A tonne of your questions can be answered in this sticky.

http://www.bcaquaria.com/forum/marine-chat-10/saltwater-beginners-part-1-getting-started-1791/

Summary -
Filtration - Live Rock
Sump good for water volume, hiding equipment, avoiding HOB equipment
Lighting - Dependant on $$ and what type of corals



Slinkky said:


> one of my first questions is filtration what is required for a SW tank? ive been told that you dont need one, and can use live rock as filtration? all i want in my tank is some soft coral and a few clownfish.
> 
> Is a sump really needed? i am only thinking about setting up a 20-35g tank.
> i have have experience with freashwater tanks will this help me out alot with saltwater? is a biocube a good way to start out with SW?
> ...


----------



## Slinkky (Oct 7, 2010)

What does HOB stand for?


----------



## scherzo (Apr 24, 2010)

Hang on Back


----------



## bvlester (Jul 19, 2010)

I started my salt water life with a 10g tank a little over 21 years ago when everyone told me I could not do this.

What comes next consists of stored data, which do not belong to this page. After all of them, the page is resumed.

PR #54, opened 2023-06-07
Add libCEED to evaluate RHS

jedbrown:
This PR adds GPU support via libCEED and PETSc.

Run a 135k cell dam break using libCEED on CPU
```console
$ ../../rdycore ex2b.yaml -log_view -log_view_gpu_time -ts_monitor_solution cgns:s.cgns -dm_refine 5 -ts_dt .005 -ts_monitor -ts_max_time 1 -ts_type ssp -ceed /cpu/self
```

and on GPU
```console
$ ../../rdycore ex2b.yaml -log_view -log_view_gpu_time -ts_monitor_solution cgns:s.cgns -dm_refine 5 -ts_dt .005 -ts_monitor -ts_max_time 1 -ts_type ssp -ceed /gpu/cuda -dm_vec_type cuda
```
This video was produced by a GPU run.

[dam-break.webm](https://github.com/RDycore/RDycore/assets/3303/e6788d27-a907-481d-bdf0-60a10da5c4e9)

## Caveats
* Do we want libCEED to be an optional dependency? If so, we need a little preprocessor or linking shenanigans.
* I have not yet implemented boundary conditions on device so you'll see host<->device transfers in the profile. Disabling boundary conditions will result in no such traffic (but you don't get correct BCs). I'm not really a fan of packing ghost cells if we can get away from it; I'd rather just initialize the exterior state within the qfunction (this is what we do in ceed-fluids). We can add this easily once we agree on strategy. **EDIT: Boundary conditions are implemented.**
* Source terms are not yet implemented in libCEED.
* I am not returning CFL numbers here. Doing so requires a reduction, which is somewhat expensive for the device and parallel communication (will be visible in scaling studies). And I'm not sure it's actually needed at each stage in the time integrator. Perhaps once per step (`-ts_type ssp`, which I recommend, does several stages per step).


src/swe-flux.h
```diff
@@ -0,0 +1,111 @@
...
+#define swe_flux_h
+
+#include <ceed/types.h>
+
+struct SWEState_ {
+  CeedScalar h, hu, hv;
+};
+typedef struct SWEState_ SWEState;
+
+CEED_QFUNCTION_HELPER void SWERiemannFlux_Roe(SWEState qL, SWEState qR, CeedScalar sn, CeedScalar cn, CeedScalar flux[], CeedScalar *amax) {
```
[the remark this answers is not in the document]
jeff-cohere: That's great. Personally, I'd be happy with just using CEED. @bishtgautam , any opinion on this?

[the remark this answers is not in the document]
knepley: I think, at least in the short term, we should keep the code, if only to show that we get significant speedup.

knepley:
@arcowie Can you review this as well, and make sure we can reproduce locally?

src/physics_swe.c
```diff
@@ -3,6 +3,8 @@
 #include <private/rdymemoryimpl.h>
 #include <stddef.h>  // for offsetof
 
+#include "swe-flux.h"
```
jeff-cohere, line 6: Picking a nit: would you mind if we called this `swe_flux.h`? We have some files already that use underscores, and as a victim of the trauma created by C++'s "frivolous decision creation syndrome", I'm sensitive to having multiple ways of naming and referring to things. :-)

bishtgautam:
It is okay for us to require PETSc to be compiled with libCEED. 

@jeff-cohere Can you please update the docker image to also download libCEED?

jeff-cohere:
> It is okay for us to require PETSc to be compiled with libCEED.
> 
> @jeff-cohere Can you please update the docker image to also download libCEED?

Sure, and I agree--this project is E3SM-focused, so we have a lot of control over what we require of users.

jeff-cohere (approved):
This looks great to me--I left a comment on a filename. I'll make sure we have CEED available in our CI environment.

jeff-cohere:
Hmm. Apparently, I added `--download-libceed` to the PETSc build in our Docker image back in December, so it should be in there already. @jedbrown , any thoughts on what we might need to do to point CMake at it?

jedbrown:
In that case `PKG_CONFIG_PATH=$PETSC_DIR/$PETSC_ARCH/lib/pkgconfig` should be sufficient.

jeff-cohere:
Okay, I think I've patched in PETSc's install of libceed (commit to follow). However, `swe-flux.h` asks for a file that doesn't seem to be included in the installation:

```
#include <ceed/types.h>
```

Here's what's in the `ceed/` header directory:

```
jeff@trippy:~/projects/pnnl/petsc/debug/include/ceed$ ls
backend.h  ceed-f32.h  ceed-f64.h  ceed.h  cuda.h  fortran.h  hash.h  hip.h  khash.h
```

Is this expected?

jedbrown:
Okay, the issue is that the libCEED version downloaded by PETSc has gotten stale. This will get y'all running and I'll make a PR to PETSc to update it.
```diff
diff --git i/config/BuildSystem/config/packages/libceed.py w/config/BuildSystem/config/packages/libceed.py
index 7ee02173d69..beb37337bb6 100644
--- i/config/BuildSystem/config/packages/libceed.py
+++ w/config/BuildSystem/config/packages/libceed.py
@@ -3,7 +3,7 @@ import config.package
 class Configure(config.package.Package):
   def __init__(self, framework):
     config.package.Package.__init__(self, framework)
-    self.gitcommit              = 'd086b42987308d3f7585a8cbf1070065d766cfaa' # v0.10.0 on Mar 21, 2022
+    self.gitcommit              = '7c36fa1d7d7dd3298f8241b8782ca5c7e472d0eb' # v0.11.0-307-g7c36fa1d7 on June 5, 2023
     self.download               = ['git://https://github.com/CEED/libceed.git']
     self.functions              = ['CeedRegister']
     self.includes               = ['ceed.h']
```

arcowie:
That worked and my movie looks like @jedbrown 's movie.  Results with ceed on the CPU
Summary of Stages:   ----- Time ------  ----- Flop ------  --- Messages ---  -- Message Lengths --  -- Reductions --
                        Avg     %Total     Avg     %Total    Count   %Total     Avg         %Total    Count   %Total
 0:      Main Stage: 4.3032e+01 100.0%  3.5144e+08 100.0%  0.000e+00   0.0%  0.000e+00        0.0%  0.000e+00   0.0%

------------------------------------------------------------------------------------------------------------------------

When I try to run it using cuda it fails.  I will install the drivers and then reconfigure PETSc --with-cuda and compare the performance to see if I get the same speed up.

CMakeLists.txt
```diff
@@ -20,9 +20,11 @@ project(rdycore)
 set(PETSC_DIR $ENV{PETSC_DIR})
 set(PETSC_ARCH $ENV{PETSC_ARCH})
 find_package(PETSc COMPONENTS C)
+list(APPEND CMAKE_PREFIX_PATH ${PETSC_DIR}/${PETSC_ARCH}/lib/pkgconfig)
 
 include(FindPkgConfig)
 pkg_check_modules(CEED REQUIRED IMPORTED_TARGET ceed)
+include_directories(${CEED_INCLUDE_DIRS})
```
jedbrown, line 27: This line already exists down below next to this:
```
include_directories(${PETSC_INCLUDES})
```
Can we delete one or the other?

jeff-cohere: Sure, I'll make sure we don't need the `CEED_INCLUDE_DIRS`. I'm having some issues getting the CI environment to work with this PR, but I'll prune this when I've figured it out.

src/physics_swe.c
jedbrown: Sure, are you still hacking on the branch or should I just push?

jeff-cohere: Go ahead and push. Thanks!

jeff-cohere: Okay, now I'm definitely finished!

jeff-cohere:
Sorry for all the noise, folks. This PR is all set within the CI environment and ready for your review.

jedbrown:
I added CEED boundary conditions. We currently have some host<->device transfers as noted in this issue (Cc: @knepley).
https://gitlab.com/petsc/petsc/-/issues/1395

Options to remove these transfers:
1. Fix that issue to so `INSERT_VALUES` can be all-GPU like `ADD_VALUES` is now.
2. Compute fluxes only on "owned" edges and use `ADD_VALUES`
3. Split the volume operator into interior (which contributes 2-sided flux) and interface (which applies flux only to the owned cell, not the ghost cell), deposit result directly in global vector. This would also remove what is effectively a vector copy, and would allow overlap of communication and computation at the expense of an extra kernel launch. On balance, it's probably a worthwhile optimization, but I'd rather it be separate from this PR.

bishtgautam (commented):
How about the following?
- Renaming `swe_flux.h` to be `swe_flux_ceed.h` to indicate it has CEED code, and
- Pulling out corresponding functions from `physics_swe.c` and putting them in `swe_flux_petsc.h`

Later on, we can also name the variables in `swe_flux_ceed.h` and `swe_flux_petsc.h` to be as same as possible.

src/swe-flux.h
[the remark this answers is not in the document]
bishtgautam: I think we should keep the non-CEED code for the time being till the time we build more expertise on the team to directly code in CEED.

CMakeLists.txt
```diff
@@ -20,8 +20,7 @@ project(rdycore)
 set(PETSC_DIR $ENV{PETSC_DIR})
 set(PETSC_ARCH $ENV{PETSC_ARCH})
 find_package(PETSc COMPONENTS C)
-set(ENV{PKG_CONFIG_PATH} ${PETSC_DIR}/${PETSC_ARCH}/lib/pkgconfig)
-list(APPEND CMAKE_PREFIX_PATH $ENV{PKG_CONFIG_PATH})
+set(ENV{PKG_CONFIG_PATH} "$ENV{PKG_CONFIG_PATH}:${PETSC_DIR}/${PETSC_ARCH}/lib/pkgconfig")
```
jedbrown: @jeff-cohere I hope you're okay with this. The other prevents using libCEED that isn't configured by PETSc.

jedbrown:
I implemented option 2. This should be ready for parallel testing on Perlmutter or Crusher.

jedbrown:
0.5 microseconds/RHS evaluation with 2M cells. This profile is showing the vector work taking more time than RHS evaluation, which I think must be a bit skewed. In any case, I don't expect that to persist in parallel runs. We should make an event for the local-only part (the `CeedOperatorApply`).
```console
$ ./../rdycore ex2b.yaml -log_view -log_view_gpu_time -ts_monitor_solution cgns:s.cgns -ts_monitor_solution_interval 10 -dm_re
fine 7 -ts_dt .00125 -ts_monitor -ts_max_time 1 -ts_type ssp -ceed /gpu/cuda -dm_vec_type cuda -use_gpu_aware_mpi 0
[...]
CeedElemRestriction from (2162688, 3) to 1439488 elements with 1 nodes each and component stride 1
[...]
VecAXPY             3200 1.0 2.0373e+00 1.0 1.38e+10 1.0 0.0e+00 0.0e+00 0.0e+00 12 62  0  0  0  12 62  0  0  0  6794   63554      0 0.00e+00    0 0.00e+00  100
VecAXPBYCZ           800 1.0 6.2167e-01 1.0 8.65e+09 1.0 0.0e+00 0.0e+00 0.0e+00  4 38  0  0  0   4 38  0  0  0 13915   58619      0 0.00e+00    0 0.00e+00  100
VecCUDACopyTo          2 1.0 5.5851e-05 1.0 0.00e+00 0.0 0.0e+00 0.0e+00 0.0e+00  0  0  0  0  0   0  0  0  0  0     0       0      2 3.46e+01    0 0.00e+00  0
VecCUDACopyFrom       83 1.0 1.6341e-01 1.0 0.00e+00 0.0 0.0e+00 0.0e+00 0.0e+00  1  0  0  0  0   1  0  0  0  0     0       0      0 0.00e+00   83 1.44e+03  0
cuBLAS Init            1 1.0 6.7908e-01 1.0 0.00e+00 0.0 0.0e+00 0.0e+00 0.0e+00  4  0  0  0  0   4  0  0  0  0     0       0      0 0.00e+00    0 0.00e+00  0
DCtxCreate             1 1.0 3.9620e-05 1.0 0.00e+00 0.0 0.0e+00 0.0e+00 0.0e+00  0  0  0  0  0   0  0  0  0  0     0       0      0 0.00e+00    0 0.00e+00  0
DCtxSetUp              1 1.0 2.1570e-05 1.0 0.00e+00 0.0 0.0e+00 0.0e+00 0.0e+00  0  0  0  0  0   0  0  0  0  0     0       0      0 0.00e+00    0 0.00e+00  0
DCtxSetDevice          1 1.0 7.2941e-05 1.0 0.00e+00 0.0 0.0e+00 0.0e+00 0.0e+00  0  0  0  0  0   0  0  0  0  0     0       0      0 0.00e+00    0 0.00e+00  0
DCtxSync           10490 1.0 1.1034e-01 1.0 0.00e+00 0.0 0.0e+00 0.0e+00 0.0e+00  1  0  0  0  0   1  0  0  0  0     0       0      0 0.00e+00    0 0.00e+00  0
TSStep               800 1.0 5.7413e+00 1.0 2.25e+10 1.0 0.0e+00 0.0e+00 0.0e+00 33 100  0  0  0  33 100  0  0  0  3918   55023      0 0.00e+00    0 0.00e+00  100
TSFunctionEval      4000 1.0 2.3445e+00 1.0 0.00e+00 0.0 0.0e+00 0.0e+00 0.0e+00 13  0  0  0  0  13  0  0  0  0     0       0      0 0.00e+00    0 0.00e+00  0
```

bishtgautam:
@jedbrown Can you rebase this branch off the latest `main`?

bishtgautam:
Or, can I push the rebased branch?

jedbrown:
I implemented the rename you requested and will push with the rebase in a minute.

bishtgautam:
I'm using PETSc hash `99e66fd4349` and it doesn't include `-ts_monitor_solution cgns`. What is the PETSc hash that you are using?

jedbrown:
Just need to configure with `--download-cgns --download-hdf5`.

jedbrown:
So I need to turn off the verbose printing of libCEED stuff. Do we have a pattern for making it optional or should I just comment it out (a couple lines) so others can remember how to view it?

I think we should print some diagnostics including the Vec type and the CEED resource being used in the run.

jedbrown:
I pushed a commit to `if (0)` the printing -- we can resolve verbose printing in a later PR. I think this PR is ready to merge when @bishtgautam approves.

bishtgautam (approved):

I said HA on you I will and it will grow as time goes on. and that is exactly what happened. I now have a 115g with sump I have found that having a sump is a must as you can build a Refugium in it where you export phosphate to insted of it being in your tank the macro plants use it. A sump adds volume to the total tank water capacity which helps to keep your tank stable. here is a link to building a refugium.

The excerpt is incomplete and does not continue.